# Task instructions
Extract the complete listing and repeat it word for word.
*** Dataset content ***
PR #6448, opened 2024-07-09
reverseproxy: Fix dynamic upstreams ip version

### LINKED ISSUE #6442: can't disable IPv4/IPv6 for dynamic reverse proxy from Caddyfile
*** End of Dataset content ***
# Answer for the task
PR #6448, opened 2024-07-09
reverseproxy: Fix dynamic upstreams ip version

### LINKED ISSUE #6442: can't disable IPv4/IPv6 for dynamic reverse proxy from Caddyfile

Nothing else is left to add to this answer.